Champions of Orthodoxy
35. St. John Chrysostom and the Mouth That Would Not Flatter Power
Champions of Orthodoxy: saints and martyrs who preserved what they received.
"Cry, cease not, lift up thy voice like a trumpet." - Isaias 58:1
St. John Chrysostom stands among the champions of orthodoxy because he would not use sacred speech to protect corruption. His eloquence was not display. It was a weapon placed in service of truth, repentance, and judgment. He preached against luxury, clerical negligence, moral softness, and public vice even when those with power preferred silence.
That witness is especially needed now. The Church does not need more polished evasions. She needs mouths that will not flatter power.
Chrysostom teaches that the pulpit is not a place to preserve comfort. A preacher is not sent to entertain hearers, manage their feelings, or protect his own position. He is sent to speak what God requires for the good of souls.
This is why he remains such a necessary saint. In every corrupt age, there are pressures to make sacred speech safe, pleasant, and strategically incomplete. Chrysostom destroys that model.
Modern men often treat sharp preaching as automatically excessive. Chrysostom proves the opposite. When a people is asleep, flattery is cruelty. Clarity, even when painful, may be mercy.
This makes him a true ally of the remnant. He teaches that speech formed by charity is not always soft. Sometimes it must disturb in order to save.
The present crisis is filled with clerical caution, managed language, and fear of consequence. Many religious voices still speak as though preserving institutional calm were more important than naming corruption or warning souls. Chrysostom stands as a rebuke to that whole habit.

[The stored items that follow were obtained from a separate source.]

PR #269, opened 2022-08-08
[FEATURE] Add possibility of using percentage in the blackjack command

botatooo:
# Summary of Changes
For the blackjack command (`.bj`), adds the possibility of using a percentage of your total Codey coins instead of a fixed amount

# Steps to Reproduce
`.bj 10%`
image
image 2


src/commands/games/blackjack.ts
```diff
@@ -186,10 +186,21 @@ export class BlackjackCommand extends Command {
   async messageRun(message: Message, args: Args): Promise<Message> {
     // if there are no arguments, then resolve to the default bet amount; if there is only one argument and it is an
     // integer, then this is the bet amount; otherwise, reply that a valid bet amount must be entered
-    const bet = args.finished
+    const betAmount = await args.restResult<number>('integer');
+    const betPercent = await args.restResult<string>('string');
+    let bet = args.finished
```
marko-polo-cheno, line 191: where's the please enter valid bet amt?


screenshots of slash and dot command working?
suppose i did .bj -50% or 200% or 0.001%
i don't do QA

marko-polo-cheno (changes requested):

src/commands/games/blackjack.ts
botatooo: I didn't mess with the bet amount validator, so in order what happens is:
- gets percentage
- gets user's coins
- process percentage
- assign it back to the `bet` variable

and the rest of the process would go as planned

marko-polo-cheno (approved):
poggers

Picowchew (changes requested):
Thanks for your contribution! :)
I just made some comments for what appears to be a few logic flaws.

botatooo:
Thanks for pointing out those issues! I'll be addressing them tomorrow.

src/commands/games/blackjack.ts
```diff
@@ -186,12 +186,18 @@ export class BlackjackCommand extends Command {
...
 
     const { author, channel } = message;
+    const playerBalance = await getCoinBalanceByUserId(author.id);
+
+    let bet: number;
+    if (betString.includes('%')) {
+      const percentage = parseInt(betString.replace('%', '').trim(), 10) / 100;
+      bet = Math.round(playerBalance * percentage);
+    } else {
+      bet = args.finished ? DEFAULT_BET : parseInt(betString, 10);
```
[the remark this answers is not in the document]
botatooo: I've fixed this by instead implementing the default bet value in a catcher.

src/commands/games/blackjack.ts
```diff
@@ -186,12 +186,18 @@ export class BlackjackCommand extends Command {
   async messageRun(message: Message, args: Args): Promise<Message> {
     // if there are no arguments, then resolve to the default bet amount; if there is only one argument and it is an
     // integer, then this is the bet amount; otherwise, reply that a valid bet amount must be entered
-    const bet = args.finished
-      ? DEFAULT_BET
-      : await args.rest('integer').catch(() => 'please enter a valid bet amount.');
-    if (typeof bet === 'string') return message.reply(bet);
+    const betString = await args.rest('string').catch(() => 'please enter a valid bet amount.');
```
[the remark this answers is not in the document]
botatooo: I've fixed this by checking the final value using `isNaN`.

src/commands/games/blackjack.ts
```diff
@@ -206,8 +210,19 @@ export class BlackjackCommand extends Command {
...
-      return message.reply(`you don't have enough coins to place that bet. ${getEmojiByName('codeySad')}`);
+
+    if (playerBalance! < bet) {
+      if (betString.endsWith('%')) {
+        const percentNeeded = playerBalance / (playerBalance / 10);
+        return message.reply(
+          `you don't have enough coins to place that bet. (you'd need at least ${percentNeeded}%) ${getEmojiByName(
+            'codeySad'
+          )}`
+        );
```
Picowchew, line 223: Could we cap the % at 100% instead? In other words, if the player types a value greater than 100%, then the bot will reply that the maximum bet is 100%.

Picowchew (changes requested):
Thanks for the quick fixes! I left another comment. It would also be nice if you could update the screenshots. :)

Picowchew:
I don't currently have my dev environment with me, so just reading through the code more carefully, does the blackjack game even run when a percentage is given? `validateBetAmount` will return a non-empty string, and then the bot will immediately reply with `validateRes`?

src/commands/games/blackjack.ts
botatooo: Done. See line 203.

hydrobeam:
Maybe it'd be cleaner to just only have regular numbers as an option for betting? If somebody wants to bet a percentage of their balance then they can pretty easily get that info with a '/coin check', so I don't think there's that much value in having it built in

src/commands/games/blackjack.ts
Picowchew: I see that you added this check. If I am not mistaken, this `if` block can be removed? You would only not have enough coins to place a bet if it is over 100%. In addition, it looks like `percentNeeded` always evaluates to 10, which does not look right?

Picowchew:
The change is only taking place in 1 file, which doesn't look to be all too messy. If it's a feature that's going to be used, then I don't think it hurts to add it.

hydrobeam:
When blackjack is slashified it might make receiving input a little more inconvenient since we won't be able to use a NumberOption (which can set client enforceable min/max values) since the input'll have to be a string to accommodate this feature

Picowchew:
I see. I do agree that it'll be more inconvenient, but in that case, string should be fine.

botatooo:
> When blackjack is slashified it might make receiving input a little more inconvenient since we won't be able to use a NumberOption (which can set client enforceable min/max values) since the input'll have to be a string to accommodate this feature

We could add two, a number and a string option, both set to optional.

hydrobeam:
That's not very clean since then you'd always need to go through a pseudo-prompt to select one of the two because they're optional, whereas a mandatory argument is easier to reach

src/commands/games/blackjack.ts
```diff
@@ -186,23 +188,46 @@ export class BlackjackCommand extends Command {
...
       return message.reply(validateRes);
     }
 
     // check player balance and see if it can cover the bet amount
-    const playerBalance = await getCoinBalanceByUserId(author.id);
-    if (playerBalance! < bet)
-      return message.reply(`you don't have enough coins to place that bet. ${getEmojiByName('codeySad')}`);
+
+    if (playerBalance! < bet) {
+      if (betString.endsWith('%')) {
```
gzcharleszhang, line 220: we're repeating this logic multiple times, could we abstract this to a helper?

src/commands/games/blackjack.ts
```diff
@@ -186,23 +188,46 @@ export class BlackjackCommand extends Command {
...
+      if (percentage > 1) {
+        return message.reply(`You can only bet up to 100%. ${getEmojiByName('codeySad')}`);
+      }
+      bet = Math.round(playerBalance * percentage);
+    } else {
+      bet = parseInt(betString, 10);
+    }
 
-    const validateRes = validateBetAmount(bet);
+    const validateRes = validateBetAmount(bet, betString.endsWith('%'));
```
gzcharleszhang, line 211: repeated logic

src/commands/games/blackjack.ts
gzcharleszhang: I agree, let's just remove this if block. This is not necessary in terms of code logic or user experience (i.e. I'd rather know how many more coins I need to place that bet, instead of what % more I need).

src/commands/games/blackjack.ts
```diff
@@ -186,23 +188,46 @@ export class BlackjackCommand extends Command {
...
-    const bet = args.finished
-      ? DEFAULT_BET
-      : await args.rest('integer').catch(() => 'please enter a valid bet amount.');
-    if (typeof bet === 'string') return message.reply(bet);
+    const betString = await args.pick('string').catch(() => String(DEFAULT_BET));
 
     const { author, channel } = message;
+    const playerBalance = await getCoinBalanceByUserId(author.id);
+
+    if (isNaN(parseInt(betString, 10))) {
```
gzcharleszhang, line 196: Can we just `parseInt` once, and then reuse this variable? I know the unhandled `parseInt`s in later parts of this function shouldn't return `NaN`, but it's not a good practice to leave them like that.

gzcharleszhang (changes requested):

src/commands/games/blackjack.ts
```diff
@@ -186,23 +188,46 @@ export class BlackjackCommand extends Command {
...
+      return message.reply('please enter a valid bet amount.');
+    }
+
+    let bet: number;
+    if (betString.endsWith('%')) {
+      const percentage = parseInt(betString, 10) / 100;
+      if (percentage > 1) {
```
gzcharleszhang, line 203: Is there a reason why we add this logic here? We already have logic that verifies a bet cannot be greater than a player's balance.

src/commands/games/blackjack.ts
botatooo: Good point, I removed it

src/commands/games/blackjack.ts
botatooo: forgot about that, removed

src/commands/games/blackjack.ts
botatooo: you've got a point, done

mcpenguin (changes requested):
When I try to run the command it seems that I get some errors:
```
src/commands/games/blackjack.ts(233,15): error TS2448: Block-scoped variable 'playerBalance' used before its declaration.
src/commands/games/blackjack.ts(233,15): error TS2454: Variable 'playerBalance' is used before being assigned.
src/commands/games/blackjack.ts(240,24): error TS2448: Block-scoped variable 'playerBalance' used before its declaration.
src/commands/games/blackjack.ts(240,24): error TS2454: Variable 'playerBalance' is used before being assigned.

```

PR #270, opened 2022-08-09
Convert resume pdfs to images

mcpenguin:
# Summary of Changes
PDFs sent to the #resumes channel will be converted into images automatically by Codey.

## TODOs Before Merging
- We need to update the staging and production dockerfiles to include these lines that download deps necessary for the PDF-\>image converter:
```
RUN apk add --update ghostscript
RUN apk add --update graphicsmagick
```
- We need to update the staging and production configs to account for the new config variable, `RESUME_CHANNEL_ID` (see below)

# Testing Notes
1. Add the `RESUME_CHANNEL_ID` variable to your `config.json`; this is the channel where the resumes are sent (in this case it will be #resumes)
2. Send a message without any attachment: nothing should happen (this is similar to when people post google drive links to their resumes)
3. Send a message with a pdf of a resume: Codey should automatically send back an image corresponding to the resume.

## Screenshots

Nothing happens if no attachment is sent, so the screenshot for the case where a resume pdf is attached is shown below:

image


alexz429 (changes requested):
Some small optimizations for dockerfiles:
Add the run steps for mkdir and library installations at the very start, since those actions can probably be cached before any file changes.
Add /tmp to dockerignore to prevent local tmp files being sent over.

Also don't forget to add the new env var into staging and prod configs.

alexz429 (approved):

PR #272, opened 2022-08-10
fix github loading

alexz429:
Correctly activates lazy loading of github info after a day


mcpenguin (approved):
LGTM. thanks laura for noticing the bug

PR #280, opened 2022-08-12
Refactoring of codeyCommand and some executeCommand

mcpenguin:
# Summary of Changes
- Refactored CodeyCommand slightly; for regular commands, any commands that return an embeds are sent as a reply to the original message, not just sent to the channel
- Changed the executeCommands of commands that return embeds to be returned in a `{embeds: [<embed>]}` format

no screenshots attached, this is just a code change


Picowchew (approved):
LGTM!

He shows that a bishop or priest may suffer exile, contradiction, or ruin for refusing to flatter power, yet remain far more Catholic than men who preserve favor by silence.
St. John Chrysostom and the mouth that would not flatter power belong among the champions of orthodoxy because he teaches that truth spoken with force can be a work of pastoral charity. The Church is not served by sacred eloquence detached from courage.
Chrysostom reminds her that the golden mouth must still be a truthful mouth.
Footnotes
- Isaias 58:1.
- St. John Chrysostom, Homily I on Eutropius, §§1, 5.
- St. John Chrysostom, On the Priesthood, Book II, chs. 1-4; Book VI, ch. 4.